Tag Archives: SR22

External Macro Data Compression

These next problems are related “macro compression” problems.

The problem: External Macro Data Compression.  This is problem SR22 in the appendix.

The description: Given a string s over some alphabet Σ, a “pointer cost” h and a bound B, can we find two strings D and C over the alphabet of Σ augmented with some number (< |s|) of “pointer characters” pi such that:

  • |D| + |C| + (h-1)* (# of p characters in D and C) ≤ B
  • We can generate s by replacing pointer characters in C with their “meaning” in D.

Example: The concept they’re trying to get at isn’t that hard, it’s just hard to explain using mathematical language.  Suppose s = “ABCDEFABCGABCDEF”

Then we can define D to be “ABCDEF” and C to be “pqpGpq”.  The total size of this is 6 for D, plus 6 for C.  There are 5 pointers, so our total cost is 6+6+5h.

The idea is that the characters p and q are “pointers” that refer to substrings in D (p refers to “ABC” and q refers to “DEF”).  By replacing those pointers with what they “mean” in C, we can get back s.

A tricky part of this is that you are allowed to have substrings overlap.  So if s was “ABCDBCD” we could define D to be “ABCD” and C to be “pq” with p meaning “ABCD” and q meaning “BCD”.  Now our total cost is 4 for D, 2 for C, and 2 pointers, so 4+2+h.

Reduction:  The reduction (and the one for SR23) comes from a technical report by Storer, which is pretty dense.  I think we’re looking at “Theorem 2” in the paper, which is from VC<=3.

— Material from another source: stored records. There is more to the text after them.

PR #46, opened 2021-03-09
Refactor OHE tests

glennmoy:
I found the tests difficult to edit earlier. There are references to `expected` scattered about but it's not clear for any one test what that variable is.


rofinn (approved):
Seems reasonable to me.

PR #50, opened 2021-03-11
Add is_transformable

### LINKED ISSUE #49: Define the transform interface
The idea around a "transform interface” is to make feature transformations composable, i.e. the output of one `Transform` should be valid input to another.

The alphabet that will be built from the VC instance has a lot of parts:

  • A special symbol $
  • 3 symbols vi, ai, and bi for each vertex vi in the graph
  • 4 more symbols fi,1,1 through fi,2,2 for each vertex vi in the graph
  • one symbol di for each edge ej in the graph.
  • 2 symbols c1 and c2 (there is actually one c symbol for each value of h.  We’ll assume h=2 here)
  • 3 symbols g1,1 g1,2 and g2,1 (This is also based on h.  So really you’d go from g1,1 through gh-1,2 and add gh,1)

The string s will also be built from parts (a lot of these are based on h has well, again, I’m fixing h=2 to keep it simpler)

  • Vi,l = ai$vi
  • Vi,2 = vi$bi
  • For each edge ei= (vj, vk), Ei = $vj$vj$
  • We also have Z1 = (c1)3 (so 3 copies of c1) and Z2 = (c2)3

s is:

  • Eidi  concatenated for each edge, followed by
  • Vi,jfi,j,k concatenated over each vertex and each possible f symbol, followed by
  • Z1g1,1Z1g1,2, followed by
  • Z2g2,1Z2

K’ = |s| + K – (7/2)|V|.

The basic idea from here is that if G has a VC, we can compress s by making pointers for (among other things) the combination of Vi,1fi,1,2Vi,2 and the combination of Vi,2fi,2,2Vi+1,1  where vertex vi is in the VC.  This lets us use the pointers both for the part of the string with the V’s and f’s, but also for the $vi$ strings in the E components, saving space.

In the other direction, if we have a compressed string of size K’, he shows that means that you have compress a string like the above and the overlaps show you the vertices in the cover.

Difficulty: 8.  I think to really get what’s happening, you need to actually build an example on a graph.  But I think the idea of building the sets so that that is the overlap you’re looking for is something that can be gotten eventually.